Com Ion, somos convidados a observar o modo como os cardumes de peixe usam exactamente o mesmo movimento que os bandos de pássaros, para se coordenarem. Christos Papadopoulos, que assistiu a imensos documentários sobre vida selvagem, assegura-nos que, ao contrário do que se costuma acreditar, não avançam todos juntos. É verdade que alguns seguem e são seguidos, mas também há resistência e há erros. Neste lugar, no meio de outras espécies, temos tudo o que forma uma sociedade, e que nos permite tomar decisões em contextos, momentos e lugares específicos. No mundo natural, encontramos exemplos de coexistência, maneiras de estar juntos que funcionam.

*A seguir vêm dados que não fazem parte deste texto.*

PR #3758, opened 2022-11-16
Optimize EEPROM usage/functions

DRracer:
It looks like the amount of code surrounding eeprom_read/update_* is significant.
By introducing 4 functions which do the repeated stuff I've been able to save ~270B. The proposed principle can be extended further.

### DIFF
--- a/Firmware/ConfigurationStore.cpp
+++ b/Firmware/ConfigurationStore.cpp
@@ -18,69 +18,16 @@
 
 M500_conf cs;
 
-//! @brief Write data to EEPROM
-//! @param pos destination in EEPROM, 0 is start
-//! @param value value to be written
-//! @param size size of type pointed by value
-//! @param name name of variable written, used only for debug input if DEBUG_EEPROM_WRITE defined
-//! @retval true success
-//! @retval false failed
-#ifdef DEBUG_EEPROM_WRITE
-static bool EEPROM_writeData(uint8_t* pos, uint8_t* value, uint8_t size, const char* name)
-#else //DEBUG_EEPROM_WRITE
-static bool EEPROM_writeData(uint8_t* pos, uint8_t* value, uint8_t size, const char*)
-#endif //DEBUG_EEPROM_WRITE
-{
-#ifdef DEBUG_EEPROM_WRITE
-	printf_P(PSTR("EEPROM_WRITE_VAR addr=0x%04x size=0x%02x name=%s\n"), pos, size, name);
-#endif //DEBUG_EEPROM_WRITE
-  while (size--)
-  {
-
-        eeprom_update_byte(pos, *value);
-        if (eeprom_read_byte(pos) != *value) {
-            SERIAL_ECHOLNPGM("EEPROM Error");
-            return false;
-        }
-
-    pos++;
-    value++;
-  }
-    return true;
-}
-
-#ifdef DEBUG_EEPROM_READ
-static void EEPROM_readData(uint8_t* pos, uint8_t* value, uint8_t size, const char* name)
-#else //DEBUG_EEPROM_READ
-static void EEPROM_readData(uint8_t* pos, uint8_t* value, uint8_t size, const char*)
-#endif //DEBUG_EEPROM_READ
-{
-#ifdef DEBUG_EEPROM_READ
-	printf_P(PSTR("EEPROM_READ_VAR addr=0x%04x size=0x%02x name=%s\n"), pos, size, name);
-#endif //DEBUG_EEPROM_READ
-    while(size--)
-    {
-        *value = eeprom_read_byte(pos);
-        pos++;
-        value++;
-    }
-}
-
 #define EEPROM_VERSION "V2"
 
 #ifdef EEPROM_SETTINGS
 void Config_StoreSettings()
 {
-  strcpy(cs.version,"000"); //!< invalidate data first @TODO use erase to save one erase cycle
-  
-  if (EEPROM_writeData(reinterpret_cast<uint8_t*>(EEPROM_M500_base),reinterpret_cast<uint8_t*>(&cs),sizeof(cs),0), "cs, invalid version")
-  {
+  strcpy(cs.version, EEPROM_VERSION);
+  eeprom_update_block(reinterpret_cast<uint8_t*>(&cs), reinterpret_cast<uint8_t*>(EEPROM_M500_base), sizeof(cs));
 #ifdef TEMP_MODEL
-      temp_model_save_settings();
+  temp_model_save_settings();
 #endif
-      strcpy(cs.version,EEPROM_VERSION); //!< validate data if write succeed
-      EEPROM_writeData(reinterpret_cast<uint8_t*>(EEPROM_M500_base->version), reinterpret_cast<uint8_t*>(cs.version), sizeof(cs.version), "cs.version valid");
-  }
 
   SERIAL_ECHO_START;
   SERIAL_ECHOLNPGM("Settings Stored");
@@ -269,12 +216,11 @@ bool Config_RetrieveSettings()
 {
   bool previous_settings_retrieved = true;
     char ver[4]=EEPROM_VERSION;
-    EEPROM_readData(reinterpret_cast<uint8_t*>(EEPROM_M500_base->version), reinterpret_cast<uint8_t*>(cs.version), sizeof(cs.version), "cs.version"); //read stored version
+    eeprom_read_block(reinterpret_cast<uint8_t*>(cs.version), reinterpret_cast<uint8_t*>(EEPROM_M500_base->version), sizeof(cs.version));
     //  SERIAL_ECHOLN("Version: [" << ver << "] Stored version: [" << cs.version << "]");
     if (strncmp(ver,cs.version,3) == 0)  // version number match
     {
-
-        EEPROM_readData(reinterpret_cast<uint8_t*>(EEPROM_M500_base), reinterpret_cast<uint8_t*>(&cs), sizeof(cs), "cs");
+        eeprom_read_block(reinterpret_cast<uint8_t*>(&cs), reinterpret_cast<uint8_t*>(EEPROM_M500_base), sizeof(cs));
         calculate_extruder_multipliers();
 
     //if max_feedrate_silent and max_acceleration_units_per_sq_second_silent were never stored to eeprom, use default values:
--- a/Firmware/ConfigurationStore.cpp
+++ b/Firmware/ConfigurationStore.cpp
@@ -198,17 +198,6 @@ static const M500_conf default_conf PROGMEM =
 };
 
 
-static bool is_uninitialized(void* addr, uint8_t len)
-{
-    while(len--)
-    {
-        if(reinterpret_cast<uint8_t*>(addr)[len] != 0xff)
-            return false;
-    }
-    return true;
-}
-
-
 //! @brief Read M500 configuration
 //! @retval true Succeeded. Stored settings retrieved or default settings retrieved in case EEPROM cs was empty.
 //! @retval false Failed. Default settings has been retrieved, because of version mismatch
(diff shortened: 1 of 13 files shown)


gudnimg (approved):
I see no issue with this PR so I'm approving 👍

Firmware/eeprom.cpp
```diff
@@ -102,12 +102,12 @@ if (eeprom_read_byte((uint8_t*)EEPROM_PINDA_TEMP_COMPENSATION) == 0xff) eeprom_u
 	if (eeprom_read_dword((uint32_t*)EEPROM_JOB_ID) == EEPROM_EMPTY_VALUE32)
```
leptun: Would doing this also for DWORD help?

Firmware/mmu2/error_codes.h
```diff
@@ -46,7 +46,10 @@ enum class ErrorCode : uint_fast16_t {
     ///< - a piece of filament was left inside - pushed in front of the loaded filament causing the fsensor trigger too early
     ///< - fsensor is faulty producing bogus triggers
 
-    MOVE_FAILED = 0x800a, ///< generic move failed error - always reported with the corresponding axis bit set (Idler or Selector) as follows:
+    FINDA_FLICKERS = 0x800a, ///< FINDA flickers - seems to be badly calibrated and happens to be pressed at spots where it used to be not pressed before.
```
leptun: I feel like these changes are unintentional in this PR

leptun (changes requested):
- [x] There is one extra commit from #3757. I believe that commit should not be part of this PR.
- [x] change EEPROM_writeData to eeprom_update_block.
- [x] I think there are also some init_default which were missed (byte/word).
- [x] It might also be beneficial to add the DWORD equivalent for increment and init_default. We might be able to squeeze a few more bytes from that.
- [x] I'm not sure how I feel about the name "increment". When I think of increment I think of `++`, not of `+=`. I don't have a better name in mind, so it could stay like this in the end. -> Split it into increment (++) and add(+=).

DRracer:
@leptun I completely agree with you, this PR was meant as a proof of concept, that we can really save considerable amount of code by refactoring the EEPROM-related code.
Therefore I really don't care about the extra commit and/missing dword support - on the contrary - I hope someone will pick up the idea and polish it into a clean PR :wink:

Firmware/ConfigurationStore.cpp
```diff
@@ -18,69 +18,16 @@
...
 #define EEPROM_VERSION "V2"
 
 #ifdef EEPROM_SETTINGS
 void Config_StoreSettings()
 {
-  strcpy(cs.version,"000"); //!< invalidate data first @TODO use erase to save one erase cycle
-  
-  if (EEPROM_writeData(reinterpret_cast<uint8_t*>(EEPROM_M500_base),reinterpret_cast<uint8_t*>(&cs),sizeof(cs),0), "cs, invalid version")
-  {
+  strcpy(cs.version, EEPROM_VERSION);
```
DRracer: May be assigning individual bytes results in a shorter code than `strcpy`.

Firmware/ConfigurationStore.cpp
```diff
@@ -269,12 +216,11 @@ bool Config_RetrieveSettings()
 {
   bool previous_settings_retrieved = true;
     char ver[4]=EEPROM_VERSION;
-    EEPROM_readData(reinterpret_cast<uint8_t*>(EEPROM_M500_base->version), reinterpret_cast<uint8_t*>(cs.version), sizeof(cs.version), "cs.version"); //read stored version
+    eeprom_read_block(reinterpret_cast<uint8_t*>(cs.version), reinterpret_cast<uint8_t*>(EEPROM_M500_base->version), sizeof(cs.version));
```
DRracer, line 204: we could read the version as a dword if that saves something ... it is just 4B long anyway.

Firmware/eeprom.cpp
```diff
@@ -182,6 +136,20 @@ void eeprom_switch_to_next_sheet()
     if (sheet >= 0) eeprom_update_byte(&(EEPROM_Sheets_base->active_sheet), sheet);
 }
 
+bool __attribute__((noinline)) eeprom_is_sheet_initialized(uint8_t sheet_num) {
+    return (eeprom_read_word(reinterpret_cast<uint16_t*>(&(EEPROM_Sheets_base->s[sheet_num].z_offset))) != EEPROM_EMPTY_VALUE16);
+}
+
+bool __attribute__((noinline)) eeprom_is_initialized_block(const void *__p, size_t __n) {
+    const uint8_t *top = (const uint8_t*)__p + __n;
+    for (const uint8_t *p = (const uint8_t *)__p; p < top; p++) {
```
DRracer: iterating 16bit variables will take more space (a pointer is a 16bit variable)

Firmware/ConfigurationStore.cpp
leptun: Thank you for pointing this out. Turns out there was another EEPROM_VERSION in RAM. I also found out the strncmp_P parameters were reversed. I'm now comparing with the version string in progmem from default_config

Firmware/ConfigurationStore.cpp
leptun: I don't think that's worth it. I prefer not messing too much with the dumpster fire that is the CS. In any case, a lot of stuff needs to be retested after these changes

Firmware/eeprom.cpp
leptun: I've changed this in the meantime. I'm now using __n as a downcounter and incrementing __p

Firmware/ConfigurationStore.cpp
DRracer: ok

leptun (approved):
I'm approving my own changes so that the PR can move forward. It needs serious testing before it can be merged

Firmware/ConfigurationStore.cpp
```diff
@@ -283,16 +282,13 @@ bool Config_RetrieveSettings()
...
-    //In case that storing to eeprom was not used yet, do not inform user that hardcoded settings are used.
-    if (eeprom_read_byte(reinterpret_cast<uint8_t*>(&(EEPROM_M500_base->version[0]))) != 0xFF ||
-      eeprom_read_byte(reinterpret_cast<uint8_t*>(&(EEPROM_M500_base->version[1]))) != 0xFF ||
-      eeprom_read_byte(reinterpret_cast<uint8_t*>(&(EEPROM_M500_base->version[2]))) != 0xFF)
-    {
-      previous_settings_retrieved = false;
-    }
+        //Return false to inform user that eeprom version was changed and firmware is using default hardcoded settings now.
+        //In case that storing to eeprom was not used yet, do not inform user that hardcoded settings are used.
+        if (eeprom_is_initialized_block(EEPROM_M500_base->version, sizeof(EEPROM_M500_base->version))) {
```
DRracer, line 266: `sizeof(EEPROM_M500_base->version) != 3` but 4, I think this doesn't match the previous implementation. Not sure though if it matters.

DRracer: May be: if the EEPROM chip is empty, version at the memory cells will be just 4 bytes od 0xff, so the check will probably work ok.

Firmware/eeprom.cpp
```diff
@@ -140,15 +140,23 @@ bool __attribute__((noinline)) eeprom_is_sheet_initialized(uint8_t sheet_num) {
     return (eeprom_read_word(reinterpret_cast<uint16_t*>(&(EEPROM_Sheets_base->s[sheet_num].z_offset))) != EEPROM_EMPTY_VALUE16);
 }
 
+
 bool __attribute__((noinline)) eeprom_is_initialized_block(const void *__p, size_t __n) {
-    const uint8_t *top = (const uint8_t*)__p + __n;
-    for (const uint8_t *p = (const uint8_t *)__p; p < top; p++) {
-        if (eeprom_read_byte(p) != EEPROM_EMPTY_VALUE)
+    const uint8_t *p = (const uint8_t*)__p;
```
DRracer, line 140: Are we using a block of data bigger than 255 bytes? If not, we could limit `size_t` down to `uint8_t`. But a good check would have been necessary (I don't know how to do that nicely).

Firmware/eeprom.cpp
```diff
@@ -191,7 +199,17 @@ void __attribute__((noinline)) eeprom_init_default_dword(uint32_t *__p, uint32_t
         eeprom_write_dword(__p, def);
 }
 
+void __attribute__((noinline)) eeprom_init_default_float(float *__p, float def) {
+    if (eeprom_read_dword((uint32_t*)__p) == EEPROM_EMPTY_VALUE32)
+        eeprom_write_float(__p, def);
```
DRracer, line 215: Do we need eeprom_write_float at all? Or was the AVR libc smart enough to implement it the same way like eeprom_write_dword?

Firmware/Marlin_main.cpp
```diff
@@ -9773,14 +9753,8 @@ bool setTargetedHotend(int code, uint8_t &extruder)
...
 {
-	if (eeprom_read_byte((uint8_t *)EEPROM_TOTALTIME) == 255 && eeprom_read_byte((uint8_t *)EEPROM_TOTALTIME + 1) == 255 && eeprom_read_byte((uint8_t *)EEPROM_TOTALTIME + 2) == 255 && eeprom_read_byte((uint8_t *)EEPROM_TOTALTIME + 3) == 255)
-	{
-		eeprom_update_dword((uint32_t *)EEPROM_TOTALTIME, 0);
-		eeprom_update_dword((uint32_t *)EEPROM_FILAMENTUSED, 0);
-	}
-
-	unsigned long _previous_filament = eeprom_read_dword((uint32_t *)EEPROM_FILAMENTUSED); //_previous_filament unit: cm
-	unsigned long _previous_time = eeprom_read_dword((uint32_t *)EEPROM_TOTALTIME); //_previous_time unit: min
+	unsigned long _previous_filament = eeprom_init_default_dword((uint32_t *)EEPROM_FILAMENTUSED, 0); //_previous_filament unit: cm
```
DRracer: please prefer `uint32_t` over `unsigned long` (I know it has been in the original code)

Firmware/Prusa_farm.cpp
```diff
@@ -390,12 +390,8 @@ void prusa_statistics_update_from_lcd_update() {
 }
 
 void farm_mode_init() {
-    farm_mode = eeprom_read_byte((uint8_t*)EEPROM_FARM_MODE); 
-    if (farm_mode == 0xFF) {
-        farm_mode = false; //if farm_mode has not been stored to eeprom yet and farm number is set to zero or EEPROM is fresh, deactivate farm mode
-        eeprom_update_byte((uint8_t*)EEPROM_FARM_MODE, farm_mode);
-    }
-    else if (farm_mode) {
+    farm_mode = eeprom_init_default_byte((uint8_t*)EEPROM_FARM_MODE, 0);
```
DRracer, line 393: :+1:

Firmware/mesh_bed_calibration.cpp
```diff
@@ -3125,11 +3125,7 @@ void mbl_settings_init() {
 //magnet elimination: use aaproximate Z-coordinate instead of measured values for points which are near magnets
 	eeprom_init_default_byte((uint8_t*)EEPROM_MBL_MAGNET_ELIMINATION, 1);
 	eeprom_init_default_byte((uint8_t*)EEPROM_MBL_POINTS_NR, 3);
-	mbl_z_probe_nr = eeprom_read_byte((uint8_t*)EEPROM_MBL_PROBE_NR);
-	if (mbl_z_probe_nr == 0xFF) {
-		mbl_z_probe_nr = 3;
-		eeprom_update_byte((uint8_t*)EEPROM_MBL_PROBE_NR, mbl_z_probe_nr);
-	}
+	mbl_z_probe_nr = eeprom_init_default_byte((uint8_t*)EEPROM_MBL_PROBE_NR, 3);
```
DRracer, line 3128: :thinking: let's name `eeprom_init_default_byte` something like `eeprom_read_byte_or_default`. It's semantics has evolved from a simple init if unset.

DRracer (commented):
@leptun most of my comments are nitpicks, but there is one important - working with the eeprom version. We must be careful about the string operation - i.e. 3 bytes of characters + the '\0' at the end. That makes 4 bytes. I'm not sure if the init and check eeprom blocks are completely correct after refactoring.

Firmware/eeprom.cpp
leptun: CS is 209B. It's quite close. I think that's the largest one. In any case, I don't think this will save that much. The thing is with the avr, all function parameters are expanded to at least 2 bytes, so even with uint8_t it still takes 2 registers

Firmware/eeprom.cpp
leptun: I do not know if it got implemented more efficiently. In theory the code is a duplicate of the above, but I hope the compiler doesn't treat uint32_t and float differently in this case

Firmware/mesh_bed_calibration.cpp
leptun: I don't really see the problem with eeprom_init_default_byte. Init here could be taken as both initializing the eeprom cell and as initializing the cached value (assignment). I find byte_or_default more confusing tbh.

leptun:
I'll get to the rest of the issues tomorrow

Firmware/eeprom.cpp
leptun: I just checked the avr libc source and it does indeed look like the DWORD and FLOAT implementations in ASM are identical. Both symbols are attached to the same piece of code. As such, even the rest of the function should be identical. I expect the LTO to combine our two functions into one.

https://github.com/avrdudes/avr-libc/blob/55e8cac69935657bcd3e4d938750960c757844c3/libc/misc/eewr_dword.S#L45-L46

Firmware/eeprom.cpp
leptun: This only results in 22B of savings

Firmware/ultralcd.cpp
```diff
@@ -7694,16 +7685,6 @@ void lcd_crash_detect_disable()
...
-void lcd_experimental_toggle()
-{
-    uint8_t oldVal = eeprom_read_byte((uint8_t *)EEPROM_EXPERIMENTAL_VISIBILITY);
-    if (oldVal == EEPROM_EMPTY_VALUE)
-        oldVal = 0;
-    else
-        oldVal = !oldVal;
-    eeprom_update_byte((uint8_t *)EEPROM_EXPERIMENTAL_VISIBILITY, oldVal);
-}
-
```
gudnimg, line 7706: There is a similar function also here: `lcd_pinda_temp_compensation_toggle()`

Firmware/ConfigurationStore.cpp
leptun: That was my thought as well. An eeprom that is empty for real will have all cells 0xFF. If any of those cells are not 0xFF, then it means something was stored there. If the data is garbage, then the Version string will mismatch and the default settings will be loaded

Firmware/ConfigurationStore.cpp
```diff
@@ -251,50 +183,45 @@ static const M500_conf default_conf PROGMEM =
...
-static bool is_uninitialized(void* addr, uint8_t len)
+void Config_StoreSettings()
 {
-    while(len--)
-    {
-        if(reinterpret_cast<uint8_t*>(addr)[len] != 0xff)
-            return false;
-    }
-    return true;
+  strcpy_P(cs.version, default_conf.version);
```
leptun, line 188: I feel like this line might be redundant, but I'll leave it here anyway since it doesn't hurt too much

Firmware/ConfigurationStore.cpp
```diff
@@ -251,50 +183,45 @@ static const M500_conf default_conf PROGMEM =
...
+//! @retval false Failed. Default settings has been retrieved, because of version mismatch
 bool Config_RetrieveSettings()
 {
-  bool previous_settings_retrieved = true;
-    char ver[4]=EEPROM_VERSION;
-    EEPROM_readData(reinterpret_cast<uint8_t*>(EEPROM_M500_base->version), reinterpret_cast<uint8_t*>(cs.version), sizeof(cs.version), "cs.version"); //read stored version
+    eeprom_read_block(reinterpret_cast<uint8_t*>(cs.version), reinterpret_cast<uint8_t*>(EEPROM_M500_base->version), sizeof(cs.version));
     //  SERIAL_ECHOLN("Version: [" << ver << "] Stored version: [" << cs.version << "]");
-    if (strncmp(ver,cs.version,3) == 0)  // version number match
+    if (strncmp_P(cs.version, default_conf.version, sizeof(EEPROM_VERSION)) == 0)  // version number match
```
leptun, line 206: I always found this thing a bit stupid. Why not limit this to 4 characters? `sizeof(cs.version)`

Firmware/mesh_bed_calibration.cpp
DRracer: ok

Não é só sobre bandos de pássaros, é também sobre o comportamento social e sobre uma estrutura sobre as nossas cabeças. O grande desafio que se apresentou foi recriar, com dez bailarinos, uma dinâmica de multidão que viabilize que a qualquer momento seja possível dizer sim, optando pelo movimento, ou dizer não. Movendo-se na mesma direcção, os bailarinos podem escolher o seu lugar e desenhar o seu próprio caminho. A repetição, para além de ter um efeito hipnótico, permite que essas opções, e essa liberdade, coexistam num todo coerente.
De certo modo, os movimentos de uma multidão, a forma como comunicamos internamente ou como nos coordenamos entre nós, dá-nos um melhor entendimento do espírito individual.
Ion é alimentado por estes contrastes, esta tensão que poderia ser uma história feita de braços e mãos em vez de palavras. Poderíamos falar de um esboço no palco, sem guarda-roupa, sem efeitos de iluminação excessivos: tudo nos chama de volta aos corpos, ao ritmo do voo dos pássaros.
O modo como os actores se movem, como se não tocassem o chão, faz com que Ion finalmente nos leva a um suspense profundo e alegre. O paradoxo da liberdade possível, sobre as nossas cabeças.